*** Opening Records for the task ***

PR #213, opened 2017-08-01
Using DynamoReadError.describe

svillafe:
### Why do we need this? 

In a previous PR: https://github.com/guardian/members-data-api/pull/212 @lmath suggested using `DynamoReadError.describe` instead of `toString`. This PR adds it.


salesforce-test.xml
```diff
@@ -0,0 +1,20 @@
+<soapenv:Envelope xmlns:soapenv="http://schemas.xmlsoap.org/soap/envelope/" xmlns:xsd="http://www.w3.org/2001/XMLSchema" xmlns:xsi="http://www.w3.org/2001/XMLSchema-instance">
```
AWare: Not sure what this file is doing here.

svillafe: Good catch @AWare, deleted in the final version of the PR.

johnduffell:
👍 great!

*** Closing Records for the task ***

Find the line containing "In a previous", then output it and every line after it to the end of the data, exactly.

In a previous PR: https://github.com/guardian/members-data-api/pull/212 @lmath suggested using `DynamoReadError.describe` instead of `toString`. This PR adds it.


salesforce-test.xml
```diff
@@ -0,0 +1,20 @@
+<soapenv:Envelope xmlns:soapenv="http://schemas.xmlsoap.org/soap/envelope/" xmlns:xsd="http://www.w3.org/2001/XMLSchema" xmlns:xsi="http://www.w3.org/2001/XMLSchema-instance">
```
AWare: Not sure what this file is doing here.

svillafe: Good catch @AWare, deleted in the final version of the PR.

johnduffell:
👍 great!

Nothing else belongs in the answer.